I hope somebody picks up the rights to turn these into movies.

------
moomin
For those of you who've already read SSRat, SSRat's Revenge, Star Smashers,
MRMR and the Deathworlds, try Rebel in Time. I was lucky enough to read this
in a version with a blank cover, since most versions can't resist giving the
plot away. It's also notable for having that rarest of things, an explicitly
black golden age sci-fi hero.

For that matter, they're still pretty rare.

------
generalcalm
Oh, very sad to hear this... The Stainless Steel Rat books were a great love
of mine in school. Harrison is a great SF writer!

------
SeanDav
One of my favourite SF authors. His Deathworld series is what got me started
in SF in the first place.

------
Uhhrrr
I've just been re-reading the first one. Action-packed, full of fantastical
gizmos, and with just the right amount of snottiness.
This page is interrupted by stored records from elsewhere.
Issue #7623, opened 2025-07-09
[Subtask] Add core logic implementation for policy management (part-1)


mchades:
### Describe the subtask

This issue tracks the work of core logic implementation for policy management. As the part 1 task, it will only implement basic policy operations.

### Parent issue

#7139

PR #7625, opened 2025-07-09
[#7623] feat(policy): Add core logic implementation for policy management (part-1)

mchades:

Add core logic implementation for policy management

Fix: #7623 

no

tests added

### DIFF
--- a/core/src/main/java/org/apache/gravitino/policy/PolicyManager.java
+++ b/core/src/main/java/org/apache/gravitino/policy/PolicyManager.java
@@ -182,11 +182,9 @@ public class PolicyManager implements PolicyDispatcher {
                 "Policy with name %s under metalake %s does not exist", policyName, metalake);
           } catch (EntityAlreadyExistsException e) {
             throw new RuntimeException(
-                "Policy with name "
-                    + policyName
-                    + " under metalake "
-                    + metalake
-                    + " already exists");
+                String.format(
+                    "Trying to alter policy %s under metalake %s, but the new name already exists",
+                    policyName, metalake));
           } catch (IOException ioe) {
             LOG.error("Failed to alter policy {} under metalake {}", policyName, metalake, ioe);
             throw new RuntimeException(ioe);
--- a/core/src/main/java/org/apache/gravitino/tag/TagManager.java
+++ b/core/src/main/java/org/apache/gravitino/tag/TagManager.java
@@ -172,7 +172,9 @@ public class TagManager implements TagDispatcher {
                 "Tag with name %s under metalake %s does not exist", name, metalake);
           } catch (EntityAlreadyExistsException e) {
             throw new RuntimeException(
-                "Tag with name " + name + " under metalake " + metalake + " already exists");
+                String.format(
+                    "Trying to alter tag %s under metalake %s, but the new name already exists",
+                    name, metalake));
           } catch (IOException ioe) {
             LOG.error("Failed to alter tag {} under metalake {}", name, metalake, ioe);
             throw new RuntimeException(ioe);


mchades:
@jerryshao plz help to review when you have time, thanks!

core/src/main/java/org/apache/gravitino/policy/PolicyManager.java
```diff
@@ -51,17 +68,51 @@ public PolicyManager(IdGenerator idGenerator, EntityStore entityStore) {
...
 
   @Override
   public Policy[] listPolicyInfos(String metalake) {
-    throw new UnsupportedOperationException("Not implemented yet");
+    NameIdentifier metalakeIdent = NameIdentifierUtil.ofMetalake(metalake);
+    return TreeLockUtils.doWithTreeLock(
+        NameIdentifier.of(NamespaceUtil.ofPolicy(metalake).levels()),
+        LockType.READ,
+        () -> {
+          checkMetalake(metalakeIdent, entityStore);
```
jerryshao: I think we can move the `checkMetalake` out of lock, it is a low probablitiy that metalake will not exist or not in use when we do policy operations. Moving this out can improve the performance. WDYT?

core/src/main/java/org/apache/gravitino/policy/PolicyManager.java
```diff
@@ -74,28 +125,106 @@ public Policy createPolicy(
...
       boolean inheritable,
       Set<MetadataObject.Type> supportedObjectTypes,
-      PolicyContent content) {
-    throw new UnsupportedOperationException("Not implemented yet");
+      PolicyContent content)
+      throws PolicyAlreadyExistsException {
+    NameIdentifier metalakeIdent = NameIdentifierUtil.ofMetalake(metalake);
+    return TreeLockUtils.doWithTreeLock(
+        NameIdentifier.of(NamespaceUtil.ofPolicy(metalake).levels()),
+        LockType.WRITE,
```
jerryshao, line 132: I would suggest to scope the lock area as small as possible to avoid unnecessary perfomance issue.

core/src/main/java/org/apache/gravitino/policy/PolicyManager.java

And yes, as is mentioned
elsewhere, a very hackerish attitude towards life, especially on the social
engineering front.

------
simon
The Stainless Steel Rat series were a huge part of my teen years. I'll have to
buy the entire set (I guess it's definitive now) and make sure my daughters
read them.

Rest in peace Mr. Harrison.

------
Zaephyr
I don't know how many times when reading his books I had to stop because I had
tears from laughing so hard.